This repository provides a framework for language-guided robot skill acquisition, enabling robots to learn new tasks from natural language instructions without expert demonstrations or manual supervision. It is designed for researchers and engineers in robotics and AI interested in efficient, scalable robot learning.
How It Works
The framework employs a data generation pipeline that leverages language models to create diverse, labeled robot trajectories. It utilizes a hierarchical approach with nested trajectories and exploration task trees to manage complexity.

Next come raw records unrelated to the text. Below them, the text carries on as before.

PR #108, opened 2016-01-22
Make adapter call a hook when encountering a change for a record that is not yet loaded.

lukemelia:
Pouch adapter now calls a hook method when encountering a change for a record that is not yet loaded.

- The hook is no-op by default, to match present behavior and performance profile
- Added a test demonstrating use of the hook to load the new data into the ember-data store

@lukemelia / @chrislopresto

### DIFF
--- a/addon/adapters/pouch.js
+++ b/addon/adapters/pouch.js
@@ -76,6 +76,7 @@ export default DS.RESTAdapter.extend({
     var recordInStore = store.peekRecord(obj.type, obj.id);
     if (!recordInStore) {
       // The record hasn't been loaded into the store; no need to reload its data.
+      this.unloadedDocumentChanged(obj);
       return;
     }
     if (!recordInStore.get('isLoaded') || recordInStore.get('hasDirtyAttributes')) {
@@ -90,6 +91,19 @@ export default DS.RESTAdapter.extend({
     } else {
       recordInStore.reload();
     }
+  },
+
+  unloadedDocumentChanged: function(/* obj */) {
+    /*
+     * For performance purposes, we don't load records into the store that haven't previously been loaded.
+     * If you want to change this, subclass this method, and push the data into the store. e.g.
+     *
+     *  let store = this.get('store');
+     *  let recordTypeName = this.getRecordTypeName(store.modelFor(obj.type));
+     *  this.get('db').rel.find(recordTypeName, obj.id).then(function(doc){
+     *    store.pushPayload(recordTypeName, doc);
+     *  });
+     */
   },
 
   willDestroy: function() {
--- a/README.md
+++ b/README.md
@@ -137,7 +137,17 @@ Out of the box, ember-pouch includes a PouchDB [change listener](http://pouchdb.
 
 However, ember-pouch does not automatically load new records that arrive during a sync. The records are saved in the local database, but **ember-data is not told to load them into memory**. Automatically loading every new record works well with a small number of records and a limited number of models. As an app grows, automatically loading every record will negatively impact app responsiveness during syncs (especially the first sync). To avoid puzzling slowdowns, ember-pouch only automatically reloads records you have already used ember-data to load.
 
-If you have a model or two that you know will always have a small number of records, you can write your own change listener to tell ember-data to automatically load them into memory as they arrive.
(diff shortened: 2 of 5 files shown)


addon/adapters/pouch.js
```diff
@@ -92,6 +93,19 @@ export default DS.RESTAdapter.extend({
     }
   },
 
+  unloadedDocumentChanged: function(/* obj */) {
+    /*
+     * For performance purposes, we don't load records into the store that haven't previously been loaded.
+     * If you want to change this, subclass this method, and push the data into the store. e.g.
+     *
+     *  let store = this.get('store');
+     *  let recordTypeName = this.getRecordTypeName(this.store.modelFor(obj.type));
```
fsmanuel: `store.modelFor(obj.type)` without `this`?

nolanlawson:
Hmmm, reading this and trying to understand it (forgive me; I am really weak on EmberData specifics, although I grok Pouch and relational-pouch :smiley:).

I guess what I'm wondering is why we have [this early return](https://github.com/nolanlawson/ember-pouch/blob/25c3866dad9633e6805a72fd8a29bdef1978890d/addon/adapters/pouch.js#L77-L79) in the first place. Doesn't this mean that changes from a remote CouchDB will never be loaded into the Ember store? Why don't we just make your commented code the default behavior?

(Side note: it seems like we have a very robust syncing system between PouchDB and CouchDB, but a rather weak one between PouchDB and the in-memory store. In particular, the fact that this syncing logic isn't taking `_conflicts` or `_revisions` into consideration worries me a lot. I'm not sure if anything's wrong, but it just seems like a code smell to me.)

fsmanuel:
@nolanlawson here is the discussion: https://github.com/nolanlawson/ember-pouch/issues/50#issuecomment-86102868

lukemelia:
@nolanlawson @fsmanuel yes, my understanding based on the README and the referenced thread was that pushing every new record into the store on arrival was an undesirable for performance reasons. We have a low-volume use case and wanted to make it easier to implement that approach.

rsutphin:
@nolanlawson, I know you're busy so here's a summary: the ember-data store is the in-memory cache of records the application has touched during the current session. For records which are already cached, our default change watcher updates the cached copy when they change and removes them from the cache when they are removed from PouchDB. It does not automatically cache new records that arrive because that causes terrible performance during the initial sync with medium-and-up data sizes.

(Re: revisions. The change watcher does not update cached records unless ember-data's state machine believes that the cached record is up to date with PouchDB; see [this line](https://github.com/nolanlawson/ember-pouch/blob/0b5e8b8e3b39be2a92599b9b6b813c715e8220c8/addon/adapters/pouch.js#L81). If an in-memory copy has been modified but not saved and simultaneously a sync brings in a new rev of that record, the application's attempt to save it will cause a conflict. The application can then resolve the conflict as it sees fit.

(Similarly for `_conflicts`: if there are conflicts during replication, it's the responsibility of the app to take care of them in PouchDB directly. When the app resolves them, the change watcher will update any loaded records. If the app ignores `_conflicts`, I guess that the change watcher would receive changes that reflect the default resolutions, but I haven't tried that myself.)

rsutphin:
@lukemelia / @chrislopresto: thanks for this. I have an idea about how to make the adapter act  more naturally with regards to this area, but I haven't had a chance to implement/propose it yet. Your change would not interfere with what I'm thinking of, and it looks like a good interim step.

lukemelia:
Thanks for the summary @rsutphin. With respect to the discussion of conflict handling. This seems like it could also be initially addressed by calling a hook with the relevant details that has no-op behavior. i.e. but the power in the hands of the end-user while providing conservative defaults.

nolanlawson:
@rsutphin Ah okay, that makes a lot more sense then. I look forward to the more complete in-memory mirroring solution (I take it something [like this](http://pouchdb.com/2015/02/28/efficiently-managing-ui-state-in-pouchdb.html) would reproduce exactly the performance problem you describe, for the initial load of a large database?), but for now, if you're +1 on this PR, then I am as well. I'll let you merge it when you're ready. :)

mattmarcum:
:+1: is there anything that needs to be done to get this merged?

nolanlawson:
I just wanted to give other contributors time to look at it. I'm +1; I'll merge later today when I get a chance.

Seeded variation and language model queries are used to generate rich data, which is then used to train language-conditioned diffusion policies.
Quick Start & Requirements
- Install: The README does not provide a specific installation command but mentions the use of Hydra for configuration.
- Prerequisites: Ubuntu 18.04, 20.04, or 22.04; NVIDIA GPUs (tested on GTX 1080, RTX A6000, RTX 3080, RTX 3090).
- Resources: Requires significant computational resources for data generation and policy training.
- Links: Project Page, Arxiv, Video
Highlighted Details
- Language-guided data generation and diffusion policy training.
- No expert demonstrations, manual reward supervision, or manual language annotation required.
- Hierarchical actions and policies, exploration task trees, and seeded variation for data diversity.
- Utilizes language model queries for data labeling and control.
Maintenance & Community
- Supported by Google Research Award, NSF Awards #2143601 and #2132519.
- Mentions contributions from various individuals and projects, indicating active development and community engagement.
- Contact: huy [at] cs [dot] columbia [dot] edu for questions.
Licensing & Compatibility
- The repository does not explicitly state a license in the provided README snippet. Further investigation into the repository's files is required.
Limitations & Caveats
- The README does not detail specific limitations or known issues. The framework's complexity and reliance on language models may introduce challenges in robustness and interpretability.